Make your own practice or contest maze
Full size maze
All maze panels are identical and are typically made from 12mm MDF. A tongue and groove arrangement on the top and right edge serves to align adjacent panels with a minimum risk of steps or gaps.
Each is 1080mm square with the post holes 10mm from the left and bottom edges, and 170mm from the top and right edges.
The size is chosen for maximum flexibility while still making it easy to transport in a typical family car.
A 1220mm x 2440mm sheet contains enough material to make two panels and 48 walls with care. Note that 48 walls is not really enough for a 5×11 maze. 75 walls would be a better number.
Holes for the posts are 6.1mm diameter on 180mm centres.
Each panel can be used to make a 5×5 practice maze.
When nine panels are combined for a contest, there is a one-cell additional boundary that can be used for sensor calibration.
A minimum of three panels is needed to create a maze with a ‘legal’ goal area.
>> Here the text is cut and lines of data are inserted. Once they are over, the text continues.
PR #145, opened 2021-02-02
Database provider

### LINKED ISSUE #70: Create our first draft of the Database Interface
As per the design in #67 and that we have a specific database type in mind for #69, we should make a generic interface for the different databases that could be used with our software. 

Recall the [Strategy Design Pattern](https://en.wikipedia.org/wiki/Strategy_pattern), we'll want to provide the same pattern in our application so many databases can be used at once with the software. This will help future developers expand our software when picking it up.

Consider the major mobile-interaction databases: SQLite, MariaDB, MongoDB, etc. We'll want an interface that works with the Strategy pattern.

This task is done when:
- [x] An interface is designed that is agnostic for most databases, and referenced in the client-server architecture drawings

SanaKhan1997:
Closes #70.


app/lib/core/models/transporter_info.dart
```diff
@@ -47,4 +47,23 @@ class TransporterInfo {
         trainingExpiryDate = trainingExpiryDate;
 
   List<String> driverNames() => List.unmodifiable(_driverNames);
+
+  Map<String, dynamic> toMap() {
```
holtzmak, line 52: Looks like we'll be reusing this in almost every ATR-related object.

Could we use a library like [this one](https://api.dart.dev/stable/2.8.4/dart-convert/dart-convert-library.html) to make all the `toMap`? 

What worries me about all these functions is that we could miss a field in them, like if you missed `driverNames` below, there's no way you would know immediately until a test or something failed. I read a little on dart forums and it looks like there's no automatic `toMap` for objects yet.

app/lib/core/services/database_provider/db_services.dart
```diff
@@ -0,0 +1,212 @@
...
+import 'package:connectivity/connectivity.dart';
+import 'package:mysql1/mysql1.dart';
+import 'package:app/core/models/user.dart';
+import 'package:app/core/models/animal_transport_record.dart';
+
+class DatabaseServices {
+  var networkStatus;
+  MySqlConnection dbConnect;
+
+  Future<bool> checkConnectivity() async {
```
holtzmak, line 12: I really hope there's either a plugin for this, or Firestore provides this.

app/lib/core/services/database_provider/db_services.dart
```diff
@@ -0,0 +1,212 @@
...
+    var connectivityResult = await (Connectivity().checkConnectivity());
```
holtzmak, line 13: If using `await`, be sure to wrap it in a `try-catch` or some other Future-istic code, especially in the database (we don't do this with tests because they're supposed to work)

app/lib/core/services/database_provider/db_services.dart
```diff
@@ -0,0 +1,212 @@
...
+          newRecord.contingencyInfo.expectedPrepProcess,
+          newRecord.contingencyInfo.goalStatement,
+          newRecord.contingencyInfo.standardAnimalMonitoring,
+          newRecord.contingencyInfo.potentialSafetyActions(),
+          newRecord.contingencyInfo.contingencyEvents(),
+          newRecord.contingencyInfo.crisisContacts(),
+          newRecord.contingencyInfo.potentialHazards()
+        ]);
+
+    await dbConnect.query('''
```
holtzmak, line 112: Each of these should be their own function, it will help us to narrow down the point of failure in the future if something breaks (like we change an object somewhere, or add a field)

app/pubspec.lock
```diff
@@ -648,5 +711,5 @@ packages:
     source: hosted
     version: "2.2.1"
 sdks:
-  dart: ">=2.10.0 <2.11.0"
-  flutter: ">=1.16.0 <2.0.0"
+  dart: ">=2.10.2 <2.11.0"
```
holtzmak, line 714: - [x] Delete `pubspec.lock` and re-run `flutter pub upgrade `to regenerate it.

app/pubspec.yaml
```diff
@@ -34,6 +34,9 @@ dependencies:
   path_provider: ^1.5.1
   pdf: ^2.0.0
   provider: ^4.3.2+3
+  mysql1: ^0.17.1
```
holtzmak, line 37:
```suggestion
  # TODO: #95 or #130. Remove once we've decided on a database (rerun flutter pub get)
  mysql1: ^0.17.1
```

holtzmak (changes requested):
This is a very good first shot at the database! Sorry we keep changing our minds about what database to use (it's good we're doing it now than later at least).

What do you think about making an abstract class for all databases? Like:
```
abstract class DatabaseInterface{
   Future<Record> getRecord(Record rec);
   // and other functions for every query we could make
}
```
That `DatabaseService` or whatever would implement? I think we should extract all your functions and make this now for future developers (or even us if we make changes again).

- [x] Add abstract DatabaseService class that all database services implement


For all my other comments, since this code is experimental and using MySQL, it's likely what you've written will be refactored a lot. Up to you how many changes you want to make.

app/lib/core/services/database_provider/local_db_services.dart
```diff
@@ -0,0 +1,63 @@
...
+class LocalDB {
+  static Database _database;
+  static const String TRANSPORTER = 'TransporterInfo';
+  static const String SHIPPER = 'ShipperInfo';
+  static const String DELIVERY = 'DeliveryInfo';
+  static const String FWR = 'FwrInfo';
+  static const String VEHICLE = 'VehicleLoadingInfo';
+  static const String CONTINGENCY = 'ContingencyPlan';
+  static const String ACKNOWLEDGMENTS = 'AckInfo';
+  static const String DB_NAME = 'humane_transport.db';
```
MummenRider: Why do we nee to define the string here? Can't we create a model for this instead?

MummenRider (commented):
Queries are pretty similar to Firestore, which is good! It looks like you created a bunch of queries, but did you try it to see if it works?

app/lib/core/services/database_provider/local_db_services.dart
holtzmak: Oh yeah, these constants can be in their respective classes

app/lib/core/services/database_provider/db_services.dart
SanaKhan1997: I used connectivity plugin for this so it should work with firestore as well

holtzmak:
@SanaKhan1997 as discussed in backlog refinement, a lot of this code needs to be replaced with Firestore equivalent calls. So, feel free to ignore comments that ask you to refactor code, because this work will be replaced.

Please still do make the abstract class and fix the `pubspec` file.

app/pubspec.lock
holtzmak: Actually, one of the new additions to pubspec.yaml requires a minimum dart and flutter version. This is fine

holtzmak:
Because @SanaKhan1997 rebase got messed up. I opened a [new branch](https://github.com/holtzmak/Humane-Transport/tree/add-abstract-database-interface) with her picked changes. This will either be opened in a new PR, or I will overwrite this branch.

 Sana, let me know that the branch has all your necessary changes please.

PR #146, opened 2021-02-04
Add history integration test

holtzmak:
Continued work for #131 . Did this work to show the test in the vlog.

https://user-images.githubusercontent.com/32527219/106834304-c7328a00-665a-11eb-937d-58b37f91ab9c.mov

I've added the beginnings of the ATR system test "successfully retrieve ATR(s) from remote for specific Transporter". I've added some code to skip login. Not sure how long that will last, however. We should have a test account made up.

Added a little bit of temporary code to `DatabaseService` to make this work, it will be ripped out soon too. This should make it obvious how connections between ViewModels (controllers) and backend works.


app/integration_test/ui/views/history/history_test.dart
```diff
@@ -0,0 +1,34 @@
...
+    await tester.pumpAndSettle();
+  }
+
+  // Some of these are system tests. They will likely be moved from history to system_test dir in the future.
+  group('History screen', () {
+    testWidgets(
+        "successfully retrieve one ATR from remote for specific Transporter",
+        (WidgetTester tester) async {
+      // Ensure app is in good state before testing
+      app.main();
```
holtzmak, line 25: FYI: Running multiple integration tests in one file gets weird because of `getIt` being static for every test. Either we should have each system test in it's own file, or I continue to see if I can't find how to run them all in one.

Doing `setUp() { app.main(); }` does not destroy the previous run instance.

app/lib/core/models/test_animal_transport_record.dart
```diff
@@ -0,0 +1,224 @@
...
+import 'package:app/core/models/delivery_info.dart';
+import 'package:app/core/models/feed_water_rest_info.dart';
+import 'package:app/core/models/loading_vehicle_info.dart';
+import 'package:app/core/models/receiver_info.dart';
+import 'package:app/core/models/shipper_info.dart';
+import 'package:app/core/models/transporter_info.dart';
+import 'package:app/core/utilities/optional.dart';
+import 'package:flutter/material.dart';
+
+// DUPLICATE FILE. TO REMOVE. #130.
```
holtzmak, line 16: This file will absolutely be removed later. I'm just lazy.

app/lib/core/services/database/database_service.dart
```diff
@@ -1,2 +1,14 @@
-// TODO: #130. Add the service which uses the database interface to provide work
-class DatabaseService {}
+import 'dart:async';
+
+import 'package:app/core/models/test_animal_transport_record.dart';
+import 'package:app/ui/widgets/atr_preview.dart';
+
+class DatabaseService {
+  // TODO: #130. Replace with actual DB functions
+  Stream<AnimalTransportRecordPreview> getUpdatedPreviews() async* {
```
holtzmak, line 8: Cheap stream that runs forever. No intensive by any means but this also isn't what we want in actual implementation.

app/test/main_test.dart
```diff
@@ -1,18 +1,24 @@
...
-    setUpAll(() {
-      // TODO: Make a test locator
-      setUpLocator();
-    });
+  group('Application main', () {
+    tearDown(() => resetForTest(testLocator));
 
-    testWidgets('HumaneTransportApp says Welcome', (WidgetTester tester) async {
+    testWidgets('first route is welcome screen', (WidgetTester tester) async {
+      addLazySingletonForTest(testLocator, () => WelcomeViewModel());
```
holtzmak, line 17: Each test should set up only the dependencies it needs. 

Normally, we would mock these, but mocking widgets isn't necessary unless they have logic (which ours don't because we separate that into the ViewModels) and `WelcomeViewModel` has no logic right now (I'm cheap). Similarly with `NavigationService`, it's so simple that the mock would be the same.

However, we should probably inject `AppRouteGenerator` in the future and mock it.
 
 _This is more of an integration test, using both `HumaneTransportApp()` and `Welcome`, if we mocked `ARG` then all we would be testing is that `HTA` calls on it, which is the promise of `MaterialApp(onGenerateRoute: ...` and makes for a pretty dumb test._

MummenRider (approved):
LGTM!

PR #148, opened 2021-02-05
Finished firebase api exp

### LINKED ISSUE #95: Experiment with the Firebase API
Follow-up to #70 but with Firebase. Blocked by #96 (invalid if the task chooses SQlite/AWS)

You should investigate first the work done so far in #70, and see what changes should be made in order to use Firebase. Additionally, some investigation done in #81 could be useful. Speak with the assignees of the two tasks before beginning.

This task is done when:
- [x] You can use/understand how the Firebase API lets us make fetches, updates, and any other notable things you find

MummenRider:
Upgraded Flutter to 1.22.6 [Stable](https://flutter.dev/docs/development/tools/sdk/releases) version

Here's what I did to upgrade:
- ` flutter channel stable`  (I was in dev). This will also show if you're behind from Flutter latest stable version
- `flutter upgrade`
- `flutter clean`
- `flutter run`

Note: 
- clark@gmail.com will not work anymore. Accounts to log in:
mumenrider@gmail.com and  mansipatel@me.ca, pass for both account is  123456.
- Circular indicator during fresh start is needed for testing. It also make sense (for me at least) to put some loading indicator there that the page is working. Rather than just a static image.
- Alert dialogs is set up  similar to navigation service. Followed the tutorial from [FilledStack](https://www.filledstacks.com/post/show-dialogs-without-context/)

https://user-images.githubusercontent.com/43891568/107104539-c3803e00-67e7-11eb-8d1c-1b17e5f4e370.mov

### DIFF
--- a/.github/workflows/flutter-action-build-and-integration-testing.yml
+++ b/.github/workflows/flutter-action-build-and-integration-testing.yml
@@ -33,7 +33,7 @@ jobs:
       - name: Set up Flutter actions
         uses: subosito/flutter-action@v1
         with:
-          flutter-version: '1.22.5'
+          flutter-version: '1.22.6'
           channel: 'stable'
       - name: List all available devices
         run: xcrun instruments -s
--- a/app/ios/Runner.xcodeproj/project.xcworkspace/contents.xcworkspacedata
+++ b/app/ios/Runner.xcodeproj/project.xcworkspace/contents.xcworkspacedata
@@ -2,6 +2,6 @@
 <Workspace
    version = "1.0">
    <FileRef
-      location = "group:Runner.xcodeproj">
+      location = "self:">
    </FileRef>
 </Workspace>
--- a/app/ios/Runner.xcodeproj/project.xcworkspace/contents.xcworkspacedata
+++ b/app/ios/Runner.xcodeproj/project.xcworkspace/contents.xcworkspacedata
@@ -2,6 +2,6 @@
 <Workspace
    version = "1.0">
    <FileRef
-      location = "self:">
+      location = "group:Runner.xcodeproj">
    </FileRef>
 </Workspace>
--- a/app/lib/core/enums/auth_result_status.dart
+++ b/app/lib/core/enums/auth_result_status.dart
@@ -1,0 +1,10 @@
+enum ResultStatus {
+  successful,
+  isLoggedIn,
+  emailAlreadyUsed,
+  wrongPassword,
+  invalidEmail,
+  userNotFound,
+  weakpassword,
+  undefined,
+}
--- a/app/lib/core/models/dialogs.dart
+++ b/app/lib/core/models/dialogs.dart
@@ -1,0 +1,26 @@
+import 'package:flutter/foundation.dart';
+
+class DialogRequest {
+  final String title;
+  final String description;
+  final String buttonText;
+  final String cancelText;
+
+  DialogRequest(
+      {@required this.title,
+      @required this.description,
+      @required this.buttonText,
+      this.cancelText});
+}
+
+class DialogResponse {
+  final String fieldOne;
+  final String fieldTwo;
+  final bool confirmed;
+
+  DialogResponse({
+    this.fieldOne,
+    this.fieldTwo,
+    this.confirmed,
+  });
+}
--- a/app/lib/core/models/test_history.dart
+++ b/app/lib/core/models/test_history.dart
@@ -1,0 +1,30 @@
+import 'package:flutter/material.dart';
+
+class HistoryRecord {
+  final String title;
+  final String userId;
+  final String documentId;
+  HistoryRecord({
+    @required this.title,
+    @required this.userId,
+    this.documentId,
+  });
+
+  Map<String, dynamic> toJson() {
+    return {
+      'userId': userId,
+      'title': title,
+    };
+  }
+
+  static HistoryRecord fromFirestore(
+      Map<String, dynamic> data, String documentId) {
+    if (data == null) return null;
+
+    return HistoryRecord(
+      title: data['title'],
+      userId: data['userId'],
+      documentId: documentId,
+    );
+  }
+}
--- a/app/lib/core/models/test_history.dart
+++ b/app/lib/core/models/test_history.dart
@@ -10,21 +10,15 @@ class HistoryRecord {
     this.documentId,
   });
 
+  HistoryRecord.fromFirestore(Map<String, dynamic> data, String documentId)
+      : title = data['title'],
+        userId = data['userId'],
+        documentId = documentId;
+
   Map<String, dynamic> toJson() {
     return {
       'userId': userId,
       'title': title,
     };
-  }
-
-  static HistoryRecord fromFirestore(
-      Map<String, dynamic> data, String documentId) {
-    if (data == null) return null;
-
-    return HistoryRecord(
-      title: data['title'],
-      userId: data['userId'],
-      documentId: documentId,
-    );
   }
 }
--- a/app/lib/core/models/user_info.dart
+++ b/app/lib/core/models/user_info.dart
@@ -1,0 +1,34 @@
+import 'package:flutter/material.dart';
+
+class UserInformation {
+  final String userId;
+  final String firstName;
+  final String lastName;
+  final String userEmailAddress;
+  final String userPhoneNumber;
+
+  UserInformation({
+    @required this.userId,
+    @required this.firstName,
+    @required this.lastName,
+    @required this.userEmailAddress,
+    @required this.userPhoneNumber,
+  });
+
+  UserInformation.fromFirestore(Map<String, dynamic> data)
+      : userId = data['userId'],
+        firstName = data['firstName'],
+        lastName = data['lastName'],
+        userEmailAddress = data['userEmailAddress'],
+        userPhoneNumber = data['userPhoneNumber'];
+
+  Map<String, dynamic> toJson() {
+    return {
+      'userId': userId,
+      'firstName': firstName,
+      'lastName': lastName,
+      'userEmailAddress': userEmailAddress,
+      'userPhoneNumber': userPhoneNumber,
+    };
+  }
+}
--- a/app/lib/core/services/authentication/auth_service.dart
+++ b/app/lib/core/services/authentication/auth_service.dart
@@ -1,38 +1,108 @@
 import 'dart:async';
+import 'package:app/core/models/user_info.dart';
+import 'package:app/core/services/firestore/firestore_service.dart';
+import 'package:app/core/services/service_locator.dart';
 import 'package:firebase_auth/firebase_auth.dart';
 import 'package:flutter/material.dart';
 
 class AuthenticationService {
   final FirebaseAuth _firebaseAuth = FirebaseAuth.instance;
+  final FirestoreService _firestoreService = locator<FirestoreService>();
 
+  UserInformation _currentUser;
+  UserInformation get currentUser => _currentUser;
+
+  /*
+   This needs to be a dynamic type as we may expect bool or a string as return type.
+   Note: Same logic applies to other methods here.
+  [FirebaseAuthException] - Will return String if something went wrong
+  */
   Future signIn({
     @required String email,
     @required String password,
   }) async {
     try {
-      var user = await _firebaseAuth.signInWithEmailAndPassword(
+      UserCredential authResult =
+          await _firebaseAuth.signInWithEmailAndPassword(
         email: email,
         password: password,
       );
-      return user != null;
-    } catch (e) {
-      return e.message;
+      var user = await _firestoreService.fetchUser(authResult.user.uid);
+      var isUserExist = user != null;
+
+      await _populateCurrentUser(authResult.user);
+
+      print('${user.firstName} currently signed in!');
+      return isUserExist;
+    } on FirebaseAuthException catch (e) {
+      return e.code;
     }
   }
 
-  Future signOut() async {
-    // TODO: Should handle exception error
-    await _firebaseAuth.signOut();
+  Future signUp({
+    @required String firstName,
+    @required String lastName,
+    @required String userEmailAddress,
+    @required String userPhoneNumber,
+    @required String password,
+  }) async {
+    try {
+      UserCredential authResult =
+          await _firebaseAuth.createUserWithEmailAndPassword(
+        email: userEmailAddress,
+        password: password,
+      );
+
+      // Uses the service to create a new user to Firestore
+      await _firestoreService.addUserToFirestore(UserInformation(
+        userId: authResult.user.uid,
+        firstName: firstName,
+        lastName: lastName,
+        userEmailAddress: userEmailAddress,
+        userPhoneNumber: userPhoneNumber,
+      ));
+
+      return authResult.user != null;
+    } on FirebaseAuthException catch (e) {
+      return e.code;
+    }
   }
 
-  void user() {
-    // ignore: deprecated_member_use
-    FirebaseAuth.instance.authStateChanges().listen((User user) {
-      if (user == null) {
-        return null;
-      } else {
-        return user;
+  Future<void> signOut() async {
+    try {
+      await _firebaseAuth.signOut();
+    } on FirebaseAuthException catch (e) {
+      return e.code;
+    }
+  }
+
+  Future isLoggedIn() async {
+    var firebaseUser = _firebaseAuth.currentUser;
+    if (firebaseUser == null) return false;
+
+    try {
+      var user = await _firestoreService.fetchUser(firebaseUser.uid);
+      var isUserExist = user != null;
+
+      /*
+      As soon as the system confirmed a user is logged in, populate
+      user information to be readily available.
+      */
+      await _populateCurrentUser(firebaseUser);
+
+      return isUserExist;
+    } on FirebaseAuthException catch (e) {
+      return e.code;
+    }
+  }
+
+  Future _populateCurrentUser(User user) async {
+    try {
+      if (user != null) {
+        _currentUser = await _firestoreService.fetchUser(user.uid);
       }
-    });
+    } on FirebaseAuthException catch (e) {
+      return e.code;
+    }
   }
 }
--- a/app/lib/core/services/authentication/auth_service.dart
+++ b/app/lib/core/services/authentication/auth_service.dart
@@ -1,23 +1,20 @@
 import 'dart:async';
+import 'package:app/core/enums/auth_result_status.dart';
 import 'package:app/core/models/user_info.dart';
 import 'package:app/core/services/firestore/firestore_service.dart';
 import 'package:app/core/services/service_locator.dart';
+import 'package:app/core/utilities/auth_exception.dart';
 import 'package:firebase_auth/firebase_auth.dart';
 import 'package:flutter/material.dart';
 
 class AuthenticationService {
   final FirebaseAuth _firebaseAuth = FirebaseAuth.instance;
   final FirestoreService _firestoreService = locator<FirestoreService>();
-
+  ResultStatus _status;
   UserInformation _currentUser;
   UserInformation get currentUser => _currentUser;
 
-  /*
-   This needs to be a dynamic type as we may expect bool or a string as return type.
-   Note: Same logic applies to other methods here.
-  [FirebaseAuthException] - Will return String if something went wrong
-  */
-  Future signIn({
+  Future<ResultStatus> signIn({
     @required String email,
     @required String password,
   }) async {
@@ -28,18 +25,20 @@ class AuthenticationService {
         password: password,
       );
       var user = await _firestoreService.fetchUser(authResult.user.uid);
-      var isUserExist = user != null;
 
-      await _populateCurrentUser(authResult.user);
-
-      print('${user.firstName} currently signed in!');
-      return isUserExist;
+      if (user != null) {
+        await _populateCurrentUser(authResult.user);
+        _status = ResultStatus.successful;
+      } else {
+        _status = ResultStatus.undefined;
+      }
     } on FirebaseAuthException catch (e) {
-      return e.code;
+      _status = ExceptionHandler.handleException(e);
     }
+    return _status;
   }
 
-  Future signUp({
+  Future<ResultStatus> signUp({
     @required String firstName,
     @required String lastName,
     @required String userEmailAddress,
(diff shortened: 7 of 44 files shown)


app/ios/Runner.xcodeproj/project.xcworkspace/contents.xcworkspacedata
```diff
@@ -2,6 +2,6 @@
 <Workspace
    version = "1.0">
    <FileRef
-      location = "group:Runner.xcodeproj">
+      location = "self:">
```
holtzmak: This seems suspicious.

app/lib/core/models/test_history.dart
```diff
@@ -0,0 +1,30 @@
...
+  Map<String, dynamic> toJson() {
+    return {
+      'userId': userId,
+      'title': title,
+    };
+  }
+
+  static HistoryRecord fromFirestore(
+      Map<String, dynamic> data, String documentId) {
+    if (data == null) return null;
```
holtzmak: No nulls please. We should return an `Optional` if it could be null.

- [x] Make return type `Optional<HistoryRecord>`.

app/lib/core/models/user_info.dart
```diff
@@ -0,0 +1,34 @@
...
+
+  UserInformation({
+    @required this.userId,
+    @required this.firstName,
+    @required this.lastName,
+    @required this.userEmailAddress,
+    @required this.userPhoneNumber,
+  });
+
+  UserInformation.fromFirestore(Map<String, dynamic> data)
```
holtzmak, line 18: We check if data is null in `HistoryRecord`. Should we not also be doing that here?

app/lib/core/models/test_history.dart
holtzmak: Also, this should not be a `static` method. Let's add this as a named constructor `HistoryRecord.fromFirestore`.

app/lib/core/services/authentication/auth_service.dart
```diff
@@ -1,38 +1,108 @@
...
+      // Uses the service to create a new user to Firestore
+      await _firestoreService.addUserToFirestore(UserInformation(
+        userId: authResult.user.uid,
+        firstName: firstName,
+        lastName: lastName,
+        userEmailAddress: userEmailAddress,
+        userPhoneNumber: userPhoneNumber,
+      ));
+
+      return authResult.user != null;
```
holtzmak: Instead of returning all these different things, let's make a controlled return type. If you've heard of `Try` and `Failure`, this should be familiar. How about:

- [x] Add the following and use them

```
enum ResponseType { success, failure, catastrophic_failure }

class Response<T> { 
    final ResponseType type;
    final String reason;
    final Optional<T> response;

    Response.failure({@required this.type, @required this.reason}) :
    response = Optional.empty();

    Response.success({@required this.response}):
    type = ResponseType.success,
    reason = "Successful";
}
```
This will help us to have very clean and thorough error handling for future work.

app/lib/core/services/authentication/auth_service.dart
```diff
@@ -1,38 +1,108 @@
...
+      return e.code;
     }
   }
 
-  Future signOut() async {
-    // TODO: Should handle exception error
-    await _firebaseAuth.signOut();
+  Future isLoggedIn() async {
+    var firebaseUser = _firebaseAuth.currentUser;
+    if (firebaseUser == null) return false;
```
holtzmak, line 85: I hate null. 
- [x] Let's add (or Kelly to add) `Optional.fromNullable` to our `Optional` class

app/lib/core/services/firestore/firestore_service.dart
```diff
@@ -0,0 +1,87 @@
+import 'dart:async';
+import 'package:app/core/models/test_history.dart';
+import 'package:app/core/models/user_info.dart';
+import 'package:cloud_firestore/cloud_firestore.dart';
+
+class FirestoreService {
+  final CollectionReference _userCollectionReference =
+      FirebaseFirestore.instance.collection('users');
```
holtzmak, line 10: Is there a way to programmatically state these collections? I'm wondering if we're sharing something secret here.

app/lib/core/services/navigation/nav_service.dart
```diff
@@ -9,7 +9,12 @@ class NavigationService {
...
   }
 
-  Future<dynamic> navigateTo(String routeName) {
-    return _navigationKey.currentState.pushNamed(routeName);
+  Future<dynamic> navigateTo(String routeName, {dynamic arguments}) {
+    return _navigationKey.currentState
+        .pushNamed(routeName, arguments: arguments);
+  }
+
+  Future<dynamic> navigateAndReplace(String routeName) {
```
holtzmak, line 17: Would this be useful for the PDF and email situation we have in `pdf_preview.dart`?

app/lib/core/services/service_locator.dart
```diff
@@ -1,26 +1,35 @@
...
 import 'package:app/core/view_models/welcome_view_model.dart';
 import 'package:get_it/get_it.dart';
-
 import 'authentication/auth_service.dart';
+import 'firestore/firestore_service.dart';
 import 'navigation/nav_service.dart';
 
 final locator = GetIt.instance;
 
 void setUpLocator() {
```
holtzmak, line 20: I'm wondering is we should give this a better name and split the singletons from the factories (and add comments to tell people when to use what).

app/lib/core/view_models/add_history_view_model.dart
```diff
@@ -0,0 +1,45 @@
...
+    } else {
+      result = await _firestoreService.updatHistoryTravel(HistoryRecord(
+          title: title,
+          userId: _edittingHistory.userId,
+          documentId: _edittingHistory.documentId));
+    }
+
+    setBusy(false);
+
+    // If result is type String, then something went wrong
```
holtzmak, line 36: Our new error types you will add ( :) ) should make this better!

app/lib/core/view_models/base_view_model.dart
PR #149, opened 2021-02-06
Add single history screen

### LINKED ISSUE #132: Create the single ATR History screen
Blocked by #129, #127, and #131.

- [x] Create the history screen that will display one of the selected records from the main history screen

_This screen should show all of the record's information._

This screen, at this time, WILL NOT HAVE the ability see it's PDF or email it. We'll do additional features later.

holtzmak:
Closes #132 .

Preview of the changes:

https://user-images.githubusercontent.com/32527219/107104748-9c763c00-67e8-11eb-869c-43042383142e.mov

One notable thing: the text doesn't look good. When we go to clean up the GUI appearance we should render the text nicer.


MummenRider (approved):
LGTM!

app/lib/core/models/acknowledgement_info.dart
```diff
@@ -12,4 +12,11 @@ class AcknowledgementInfo {
       {@required this.shipperAck,
       @required this.transporterAck,
       @required this.receiverAck});
+
+  // TODO: Resolve how to display ack info
+  // Most other info is strings, perhaps this should give a widget for display
+  String toString() => '''Shipper acknowledgement:
```
holtzmak, line 18: The more I look at these methods the more I hate them. We will absolutely be extracting these all out to their respective display widget (which increases the amount of code to maintain, but the display and object are 1-to-1 so changing one forces changes on the other) (I'm still not sure of a better way to do this...).

[Expandable list of widgets example.](https://stackoverflow.com/questions/50530152/how-to-create-expandable-listview-in-flutter)

holtzmak: @MummenRider should I do this right away, or move on?

PR #1992, opened 2016-05-21
Bump jwt package to 1.7.2

rollick:


gannetson:
Ah so this is the latest passing (Django 1.6.8 compatibel) version of drf-jwt?

PR #2032, opened 2016-05-27
Feature/django upgrade projects

gannetson:


bluebottle/bb_projects/permissions.py
```diff
@@ -50,7 +50,8 @@ def _get_project_from_request(self, request):
             try:
                 project = Project.objects.get(slug=project_slug)
                 return project
-            except Project.DoesNotExist:
+            except Project.\
```
eodolphi: Why is this?

PR #2060, opened 2016-06-06
dont show pledge in admin if its not a payment option

aethemba:


bluebottle/members/admin.py
```diff
@@ -111,18 +112,38 @@ class MemberVotesInline(admin.TabularInline):
...
+                        'first_name', 'last_name', 'username', 'gender', 'birthdate',
+                        'phone_number')}),
+                    (_("Profile"),
+                     {'fields': ('user_type', 'is_co_financer', 'can_pledge', 'picture', 'about_me', 'location')}),
+                    (_("Settings"), {'fields': ['primary_language', 'newsletter']}),
+                    (_('Skills & interests'), {'fields': ('favourite_themes',)}),
+                    (_('Important dates'),
+                     {'fields': ('last_login', 'date_joined', 'deleted')}),
+                )
+                break
```
eodolphi: Why don't you add the field to the configuration instead of copying everything over? 

I would also just remove the break. Looping over 2 more payment methods will not kill performance.

bluebottle/members/admin.py
```diff
@@ -111,18 +112,38 @@ class MemberVotesInline(admin.TabularInline):
...
-            'first_name', 'last_name', 'username', 'gender', 'birthdate',
-            'phone_number')}),
-        (_("Profile"),
-         {'fields': ('user_type', 'is_co_financer', 'can_pledge', 'picture', 'about_me', 'location')}),
-        (_("Settings"), {'fields': ['primary_language', 'newsletter']}),
-        (_('Skills & interests'), {'fields': ('favourite_themes',)}),
-        (_('Important dates'),
-         {'fields': ('last_login', 'date_joined', 'deleted')}),
-    )
+    def get_standard_fieldsets(self):
```
eodolphi: If you make this a property, there is no need for the changes to `change_view`.

PR #2064, opened 2016-06-07
Merge develop into django upgrade

gannetson:


rollick:
Done is a different PR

Four panels combined will make a 11×11 mini-maze for occasional events.
The construction of these floor panels was given at Minos 2018.
The panels used for the half-size maze are the same as those used for a full-size maze as described by Duncan Louttit and Bernard Grabowski at the 2018 Minos conference. You can find the descriptions here:
Half size maze
The maze base is made from 12mm MDF routed to size and with the holes drilled using a CNC router. If you need this done, email UKMARS@swallow.co.uk and we will try and arrange it. They cost £40 per pair for collection from Stroud. This can be used on its own for mazes up to 10 by 10 or with a tongue and groove arrangement similar to the full-size maze to allow them to be extended to any desired size.
The panels used for the half-size maze are similar to those used for a full-size maze as described by Duncan Louttit and Bernard Grabowski at the 2018 Minos conference.
The difference is in the panel size and hole spacing.
Each panel is 900mm square with a grid of 6.1mm post holes on 90mm centres, starting 10mm from the left and bottom edge
Walls and Posts
The walls are 3D printed in ABS in four pieces. There are two identical thin wall sections that are glued together with acetone. This means that the outsides are the face that is printed on the bed of the printer for best finish.
These parts will need fettling on a piece of fine sandpaper to avoid printing flash etc.
The posts are 3D printed in ABS as two pieces glued together with acetone. They are printed flat-side down on the bed. This ensures that the layers are in the correct orientation for strength.
These parts will need fettling with a swiss file to remove printer artefacts as needed.
The prototypes were printed in TitanX white ABS on a Robox printer.